Admittedly there are one or two occasions in a season when all of the conditions are right, a strong field is gathered and a tough world record is only likely to beaten with the right initial pace. After all, even the eminent good Dr Bannister accepted some pacemaking when he broke the four-minute mile. The problem today, though, is that when someone decides to make a big effort to break the Isle of Wight all-comers' record for the Shanklin Seven Hundred Yards he immediately wants a pacemaker. The formality of the front-running hare is no longer questioned, and when it comes to the grand prix circuit, the professional three- lap wonders are on to a good living.
What athletics urgently needs to realise is that what has become accepted within the sport is not acceptable to the potential spectator or television viewer. The absurdity of having a pacemaker who sticks doggedly to a preconceived pace long after the rest of the field has decided to stay together, ignore him or her and blast it out over the last 200 metres simply takes credibility away from the sport.

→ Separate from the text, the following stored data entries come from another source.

PR #3977, opened 2024-10-03
Make handleSummary func timeout configurable

### LINKED ISSUE #3976: Ability to configure the 120 second timeout when generating end of test statistics
### Feature Description

Hello,

At the moment, when we run longer tests (4-5 hours+), the end of test summary generation is failing with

That applies particularly in Britain where crowd figures for major events this season have been disappointing, and there is no sign as yet of the British Athletic Federation's signing a new television contract for the next one. Anything that discredits the sport at this moment is a danger which needs to be eliminated.
Banning pacemaking altogether could result in some records remaining in the book for a few more seasons, but that would be more than offset by avoiding what has become a readily accepted convention. Unfortunately, a few days ago the International Amateur Athletic Federation effectively gave clearance for pacemaking to continue and even prosper. In a move conveniently lost in the reporting of the Goodwill Games, the IAAF's president, Primo Nebiolo, confirmed that they were looking into the awarding of prize-money at the 1997 world championships which - in a move that brought a literal interpretation to 'the height of folly' - they have awarded to Mexico City, thus endangering the health of middle- and long-distance runners.
If prize-money becomes automatic in championship events, the pacemakers will fly in like buzzards to raw meat. Nebiolo is trying to pass the buck to the International Olympic Committee. If the IOC agrees to prize-money, the Olympic Games themselves will just become another honeypot. Of course Olympic champions become hot property, but the principle has always been that on the day honour is enough.
Not that controversy over prize-money, pacemakers or the specific gravity of javelins meant much to the people of St Petersburg who ignored the Goodwill junket. At times there were more newspaper, television and radio reporters in the stadium than spectators, but then it was always going to be a media event.